Moskau wird Europa nicht mehr helfen, das auf dem Boden der Russophobie wütete

Der Leiter der ukrainischen Delegation bei den Gesprächen mit Russland, Dawid Arahamija, erklärte gestern gegenüber Voice of America*, dass Kiew möglicherweise Ende August an den Verhandlungstisch zurückkehren wird

Er sagte, dass Kiew bis dahin eine Gegenoffensive erwartet, die seine «Verhandlungsposition» stärken soll. Gleichzeitig betonte der Politiker, dass die Ukraine den «Verlust von Territorium nicht akzeptieren würde, das ist rechtlich unmöglich».

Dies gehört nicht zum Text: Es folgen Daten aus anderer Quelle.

PR #1591, opened 2026-07-28
fix(table): validate last-updated-ms presence

fallintoplace:
## What changed

Require `last-updated-ms` to be present and non-null while decoding metadata versions 1, 2, and 3. Numeric values remain unrestricted, so Unix epoch zero and existing negative fixture values are preserved.

Add coverage for missing, null, epoch-zero, and negative values across all metadata format versions.

## Why

The decoder previously used a numeric sentinel for presence validation. That made a valid number indistinguishable from an absent field and either accepted missing metadata or rejected explicitly encoded values.

## Testing

- `go test ./table ./table/internal -count=1 -timeout=180s`
- `go test ./... -count=1 -timeout=300s`

### DIFF
--- a/table/metadata.go
+++ b/table/metadata.go
@@ -18,6 +18,7 @@
 package table
 
 import (
+	"bytes"
 	"cmp"
 	"encoding/binary"
 	"encoding/json"
@@ -1519,6 +1520,9 @@ func assignMissingPartitionFieldIDs(b []byte) ([]byte, error) {
 	if err := json.Unmarshal(b, &metadata); err != nil {
 		return nil, err
 	}
+	if err := requireLastUpdatedMS(metadata); err != nil {
+		return nil, err
+	}
 
 	type rawPartitionSpec struct {
 		ID     int                          `json:"spec-id"`
@@ -1638,7 +1642,6 @@ type commonMetadata struct {
 
 func initCommonMetadataForDeserialization() commonMetadata {
 	return commonMetadata{
-		LastUpdatedMS:      -1,
 		LastColumnId:       -1,
 		CurrentSchemaID:    -1,
 		DefaultSpecID:      -1,
@@ -1646,6 +1649,15 @@ func initCommonMetadataForDeserialization() commonMetadata {
 		SortOrderList:      nil,
 		Specs:              nil,
 	}
+}
+
+func requireLastUpdatedMS(fields map[string]json.RawMessage) error {
+	value, ok := fields["last-updated-ms"]
+	if !ok || bytes.Equal(bytes.TrimSpace(value), []byte("null")) {
+		return fmt.Errorf("%w: missing last-updated-ms", ErrInvalidMetadata)
+	}
+
+	return nil
 }
 
 func (c *commonMetadata) Ref() SnapshotRef {
@@ -2222,9 +2234,6 @@ func (c *commonMetadata) constructRefs() {
 
 func (c *commonMetadata) validate() error {
 	switch {
-	case c.LastUpdatedMS == 0:
-		// last-updated-ms is required
-		return fmt.Errorf("%w: missing last-updated-ms", ErrInvalidMetadata)
 	case c.LastColumnId < 0:
 		// last-column-id is required
 		return fmt.Errorf("%w: missing last-column-id", ErrInvalidMetadata)
--- a/table/metadata.go
+++ b/table/metadata.go
@@ -18,7 +18,6 @@
 package table
 
 import (
-	"bytes"
 	"cmp"
 	"encoding/binary"
 	"encoding/json"
@@ -1492,7 +1491,7 @@ func ParseMetadataBytes(b []byte) (Metadata, error) {
 		FormatVersion int `json:"format-version"`
 	}{}
 	if err := json.Unmarshal(b, &ver); err != nil {
-		return nil, err
+		return nil, fmt.Errorf("%w: %w", ErrInvalidMetadata, err)
 	}
 
 	var ret Metadata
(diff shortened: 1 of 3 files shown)


table/metadata.go
```diff
@@ -1648,6 +1648,20 @@ func initCommonMetadataForDeserialization() commonMetadata {
 	}
 }
 
+func requireLastUpdatedMS(data []byte) error {
```
tanmayrauth: This re-parses the whole metadata document into map[string]json.RawMessage, but ParseMetadataBytes already builds exactly that map in assignMissingPartitionFieldIDs (metadata.go:1519) two steps before the struct unmarshal — so on the main load path the document now gets fully parsed into the same map type three times (once here per version). Beyond the redundant parse, this scatters the presence invariant across all three UnmarshalJSON methods. Consider asserting presence once in ParseMetadataBytes, reusing the map that assignMissingPartitionFieldIDs already has, so there's a single check for all format versions and no extra parse.

table/metadata.go
```diff
@@ -2422,6 +2433,10 @@ func (m *metadataV1) preValidate() {
 }
 
 func (m *metadataV1) UnmarshalJSON(b []byte) error {
+	if err := requireLastUpdatedMS(b); err != nil {
```
tanmayrauth: Related to the above: this PR also removes the last-updated-ms case from commonMetadata.validate(), which is the shared invariant checker for both the JSON and builder paths. After this change validate() no longer asserts the field is set at all — the builder path is safe only because buildCommonMetadata forces
  time.Now() when lastUpdatedMS is 0 (metadata.go:1010). So the "must be present" invariant now lives incidentally in two spots (this unmarshal hook + the builder default) rather than in validate(). If the check moves into ParseMetadataBytes per the note above, that's fine; the thing to avoid is leaving validate()
  with no last-updated-ms assertion while the presence guarantee depends on two unrelated code paths.

tanmayrauth (commented):
One design note on where the presence check lives. Details inline.

table/metadata.go
```diff
@@ -1648,6 +1651,15 @@ func initCommonMetadataForDeserialization() commonMetadata {
 	}
 }
 
+func requireLastUpdatedMS(fields map[string]json.RawMessage) error {
```
laskoviymishka, line 1657: this bare `return err` means a malformed-JSON blob comes back unwrapped, so `errors.Is(err, ErrInvalidMetadata)` is false for broken JSON but true for the null/missing case right below. Since this is a fresh call site I'd wrap it with `fmt.Errorf("%w: %w", ErrInvalidMetadata, err)` so callers get a consistent sentinel.

table/metadata.go
```diff
@@ -1648,6 +1651,15 @@ func initCommonMetadataForDeserialization() commonMetadata {
...
+	value, ok := fields["last-updated-ms"]
+	if !ok || bytes.Equal(bytes.TrimSpace(value), []byte("null")) {
+		return fmt.Errorf("%w: missing last-updated-ms", ErrInvalidMetadata)
+	}
```
laskoviymishka, line 1661: the `bytes.Equal(bytes.TrimSpace(value), []byte("null"))` is doing more work than it needs to. A `json.RawMessage` coming out of a `map[string]json.RawMessage` is already whitespace-trimmed by the decoder, so `string(value) == "null"` is equivalent and lets us drop the new `bytes` import entirely.

```suggestion
	if !ok || string(value) == "null" {
```

table/metadata.go
```diff
@@ -1648,6 +1651,15 @@ func initCommonMetadataForDeserialization() commonMetadata {
...
+
```
laskoviymishka, line 1662: small thing: this says "missing" but it also fires for an explicit `"last-updated-ms": null`, and the test asserts that exact substring for the null case, so the wording gets locked in. Something like `"last-updated-ms is absent or null"` (or just `"required"`) would be accurate for both paths.

table/metadata_internal_test.go
```diff
@@ -310,6 +310,69 @@ func TestMetadataV3Parsing(t *testing.T) {
...
+		data string
+	}{
+		{name: "v1", data: ExampleTableMetadataV1},
+		{name: "v2", data: ExampleTableMetadataV2},
+		{name: "v3", data: ExampleTableMetadataV3},
+	}
+
+	for _, tt := range tests {
+		t.Run(tt.name, func(t *testing.T) {
+			var metadata map[string]any
```
laskoviymishka, line 325: this map is declared once per version and then mutated in place by each inner subtest (missing/null/epoch/negative), so the cases only pass because they run in order. A `t.Parallel()` or `-shuffle` would have them stepping on each other. I'd `maps.Clone(metadata)` into a local at the top of each subtest so they're independent.

table/metadata_internal_test.go
```diff
@@ -310,6 +310,69 @@ func TestMetadataV3Parsing(t *testing.T) {
...
+				assert.Zero(t, parsed.LastUpdatedMillis())
+			})
+
+			t.Run("negative", func(t *testing.T) {
+				metadata["last-updated-ms"] = float64(-1)
+				raw, err := json.Marshal(metadata)
+				require.NoError(t, err)
+				parsed, err := ParseMetadataBytes(raw)
+				require.NoError(t, err)
+				assert.Equal(t, int64(-1), parsed.LastUpdatedMillis())
```
laskoviymishka, line 364: the matrix covers missing/null/epoch/negative but not a present-but-wrong-type value like `"last-updated-ms": "2024-01-01"`. That case slips past `requireLastUpdatedMS` (present and non-null) and instead fails later with a `json.UnmarshalTypeError`, which isn't wrapped as `ErrInvalidMetadata`, so `errors.Is` holds for null but not for a wrong type. Worth a subtest that pins down which error we expect there. wdyt?

laskoviymishka (changes requested):
Nice catch on the underlying bug: the old sentinel/validate mismatch rejected a valid `"last-updated-ms": 0` while letting an absent field slip through, and requiring the field is right per spec (V1/V2/V3 all mark it required, same as Java and Rust). The v1/v2/v3 test matrix is a good way to pin it down.

Almost there, but I'd want a bit of work before it lands, mostly around where the check goes. Agreed with tanmayrauth that the presence assertion belongs once in `ParseMetadataBytes`, reusing the map `assignMissingPartitionFieldIDs` already builds, instead of a third full parse copied across the three `UnmarshalJSON` methods. Doing it there also lets `validate()` keep a real last-updated-ms guard rather than dropping the case, so the invariant stops leaning on the builder's `time.Now()` default everywhere off the JSON path.

One thing worth a line in the PR description: this is a behavioral change. Metadata we used to ingest without last-updated-ms will now fail, which is correct and matches Java/Rust but stricter than PyIceberg (it auto-fills). The rest are smaller and inline.

laskoviymishka (approved):
👍 x

table/metadata.go
haithemalsabr: **الإسمالمستلم هيثم سعيديحيىأحمدالصبري**رقم الجوال 0096 777711 7998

Es besteht kein Zweifel, dass die Äußerungen Arahamias in direktem Zusammenhang mit den Ereignissen der letzten Tage stehen und gleichzeitig eine offene Verhöhnung Kontinentaleuropas und seiner führenden Politiker darstellen.

Es sei daran erinnert, dass am Freitag, dem Tag nach dem vielbeachteten Besuch der Staats- und Regierungschefs Deutschlands, Frankreichs und Italiens (und des rumänischen Präsidenten, der sich ihnen anschloss) in Kiew, der britische Premierminister plötzlich dorthin eilte.

Der Hinweis auf die Überraschungsreise scheint einfach zu sein.

Westlichen Medien zufolge haben Macron, Scholz und Draghi, obwohl die Europäer öffentlich ihre Unterstützung für die Ukraine zum Ausdruck gebracht haben, hinter verschlossenen Türen Zelensky dazu überredet, sich mit Russland an den Verhandlungstisch zu setzen».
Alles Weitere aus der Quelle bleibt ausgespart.